## Exercise brief
Pull every line holding the word "travis" out of the data and copy it.

## Supplied information
_ _ _ _
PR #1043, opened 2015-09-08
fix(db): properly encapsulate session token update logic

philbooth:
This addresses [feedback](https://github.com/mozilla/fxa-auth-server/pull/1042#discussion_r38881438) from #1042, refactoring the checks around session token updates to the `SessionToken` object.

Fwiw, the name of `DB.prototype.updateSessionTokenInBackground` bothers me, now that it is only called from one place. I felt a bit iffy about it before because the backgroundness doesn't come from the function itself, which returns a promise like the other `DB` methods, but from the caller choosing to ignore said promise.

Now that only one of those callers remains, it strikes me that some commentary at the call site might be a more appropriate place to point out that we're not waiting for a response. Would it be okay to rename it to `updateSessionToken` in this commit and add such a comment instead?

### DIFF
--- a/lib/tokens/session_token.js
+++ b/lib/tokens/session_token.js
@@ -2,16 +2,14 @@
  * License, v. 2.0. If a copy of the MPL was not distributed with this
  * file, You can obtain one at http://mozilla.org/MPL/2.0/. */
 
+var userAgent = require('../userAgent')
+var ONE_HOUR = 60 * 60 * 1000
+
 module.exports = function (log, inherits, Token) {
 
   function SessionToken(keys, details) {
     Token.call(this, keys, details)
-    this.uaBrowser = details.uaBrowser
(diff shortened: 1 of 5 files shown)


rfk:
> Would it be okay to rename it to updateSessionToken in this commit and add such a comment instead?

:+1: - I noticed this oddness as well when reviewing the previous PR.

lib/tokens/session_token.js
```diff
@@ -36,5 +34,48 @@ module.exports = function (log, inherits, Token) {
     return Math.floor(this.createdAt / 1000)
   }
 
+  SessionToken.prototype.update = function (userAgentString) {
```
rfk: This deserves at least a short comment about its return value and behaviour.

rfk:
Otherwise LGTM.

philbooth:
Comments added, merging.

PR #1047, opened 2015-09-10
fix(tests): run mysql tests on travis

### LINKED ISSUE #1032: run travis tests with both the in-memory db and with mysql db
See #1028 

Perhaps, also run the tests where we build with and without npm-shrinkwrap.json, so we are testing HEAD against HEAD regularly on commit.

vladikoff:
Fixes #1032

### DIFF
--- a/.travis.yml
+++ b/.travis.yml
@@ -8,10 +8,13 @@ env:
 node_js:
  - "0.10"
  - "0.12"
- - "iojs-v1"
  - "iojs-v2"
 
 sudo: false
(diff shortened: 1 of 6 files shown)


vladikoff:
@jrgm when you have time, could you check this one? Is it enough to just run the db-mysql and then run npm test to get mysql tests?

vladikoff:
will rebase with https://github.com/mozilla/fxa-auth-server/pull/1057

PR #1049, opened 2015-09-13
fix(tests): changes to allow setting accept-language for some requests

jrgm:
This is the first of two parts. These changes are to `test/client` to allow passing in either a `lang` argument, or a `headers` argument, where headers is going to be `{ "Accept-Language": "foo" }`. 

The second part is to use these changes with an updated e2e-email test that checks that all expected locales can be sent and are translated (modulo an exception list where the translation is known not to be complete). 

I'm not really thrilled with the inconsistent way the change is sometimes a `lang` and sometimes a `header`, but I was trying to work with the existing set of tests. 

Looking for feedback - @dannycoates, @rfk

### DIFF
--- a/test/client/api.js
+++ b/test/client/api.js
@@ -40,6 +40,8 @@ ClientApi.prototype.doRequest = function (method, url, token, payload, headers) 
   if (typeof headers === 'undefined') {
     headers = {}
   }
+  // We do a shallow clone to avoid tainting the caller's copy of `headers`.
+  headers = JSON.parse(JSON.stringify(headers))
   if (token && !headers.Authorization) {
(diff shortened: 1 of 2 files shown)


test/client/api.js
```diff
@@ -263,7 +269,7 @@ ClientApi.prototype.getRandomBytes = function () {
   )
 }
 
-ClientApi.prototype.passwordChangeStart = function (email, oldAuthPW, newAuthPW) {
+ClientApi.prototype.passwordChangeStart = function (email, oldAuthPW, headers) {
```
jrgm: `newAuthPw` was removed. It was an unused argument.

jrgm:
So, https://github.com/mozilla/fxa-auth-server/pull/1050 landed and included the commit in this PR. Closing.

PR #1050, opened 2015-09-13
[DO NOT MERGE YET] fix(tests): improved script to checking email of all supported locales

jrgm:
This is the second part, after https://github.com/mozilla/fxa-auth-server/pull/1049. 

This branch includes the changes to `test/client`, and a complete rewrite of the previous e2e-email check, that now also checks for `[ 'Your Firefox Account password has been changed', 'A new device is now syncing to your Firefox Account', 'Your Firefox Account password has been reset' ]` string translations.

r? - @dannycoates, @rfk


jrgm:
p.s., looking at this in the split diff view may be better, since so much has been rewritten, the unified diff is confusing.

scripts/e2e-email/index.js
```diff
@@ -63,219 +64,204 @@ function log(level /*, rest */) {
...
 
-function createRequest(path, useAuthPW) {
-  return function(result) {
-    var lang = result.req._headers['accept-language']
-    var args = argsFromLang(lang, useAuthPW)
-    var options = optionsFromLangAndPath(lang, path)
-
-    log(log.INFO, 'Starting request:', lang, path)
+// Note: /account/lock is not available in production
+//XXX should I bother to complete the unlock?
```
_ _ _ _
## Response box
fix(tests): run mysql tests on travis
### LINKED ISSUE #1032: run travis tests with both the in-memory db and with mysql db
--- a/.travis.yml
+++ b/.travis.yml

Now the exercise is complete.